Fue la fuerza interior qué me rescató cuando los problemas con mis padres me golpearon con noches de insomnio y lluvias interminables de desolación.
Va conmigo a todas partes. Me consuela en silencio cuando el alma no cesa el pensamiento , rebuscando entre los miedos cuestionando la vida y ésta osadía qué tienes de ser.
A veces el caos de la gente me impulsa a buscarla de nuevo, para recostarme en su paz.

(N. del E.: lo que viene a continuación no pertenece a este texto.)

PR #8492, opened 2019-10-30
Add a parameter to limit the number of '$GENERATE' steps

rgacogne:
### Short description

A very large number of steps in one bind-style zone could trigger a lot of CPU and memory usage. This is not really a problem in most of the deployment scenarios but OSS-Fuzz has recently figured out how to trigger it.  

### Checklist

I have:
- [x] compiled this code
- [x] tested this code
- [x] documented the code

### DIFF
--- a/docs/settings.rst
+++ b/docs/settings.rst
@@ -927,6 +927,21 @@ will generally suffice for most installations.
 Maximum number of empty non-terminals to add to a zone. This is a
 protection measure to avoid database explosion due to long names.
 
+.. _setting-max-generate-steps:
+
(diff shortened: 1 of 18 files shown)


Habbie:
`comfun` is a tool for doing statistics over large zones, like .com. It should never hit $GENERATE - so either ignore it, or put a very low limit in it so we never get the exploding kind of surprise.

rgacogne:
We should now be enforcing the limit, or completely disabling '$GENERATE' support, everywhere. I had to rebase to fix some conflicts, sorry about that.

PR #8521, opened 2019-11-11
rec: Make threads run until asked to stop.

omoerbeek:
This is safer since the atexit handler is not ran while threads are
still active. Also, when using valgrind we get more clean leak reports.

Retry of the accidentally merged #8518 that was reverted.

### Checklist

I have:
- [X] compiled this code
- [X] tested this code
- [ ] documented the code

### DIFF
--- a/pdns/rec_channel.cc
+++ b/pdns/rec_channel.cc
@@ -17,6 +17,8 @@
 
 #include "namespaces.hh"
 
+volatile sig_atomic_t RecursorControlChannel::stop;
+
 RecursorControlChannel::RecursorControlChannel()
 {
   d_fd=-1;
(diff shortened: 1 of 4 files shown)


pdns/rec_channel.cc
```diff
@@ -17,6 +17,8 @@
 
 #include "namespaces.hh"
 
+volatile sig_atomic_t RecursorControlChannel::stop;
```
rgacogne: Is the initial value set somewhere?

omoerbeek: https://en.cppreference.com/w/cpp/language/initialization defines that statics are zero initialized. But it might be better to do it explicitly indeed .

Siempre vuelvo a ella o más bien ella me encuentra, me aconseja que permanecer sola no es cosa buena, que me vuelva palabra, que beba un poco de alegría y que salga a encontrarme con “quien me busque y me quiera por quien soy y no por lo que le puedo dar o solucionar”, incluso la soledad me sugiere abatir esta creencia, desatarla en el olvido.
A veces también suprime la esperanza, pero la costumbre me hace venerarla inconscientemente, presente y fantasiosa.
Soledad
a este mundo llegamos siendo una de la otra,
qué no sea romanticismo escuchar mis silencios,
un día te habré de soltar…
como la hoja misma que he sido al viento…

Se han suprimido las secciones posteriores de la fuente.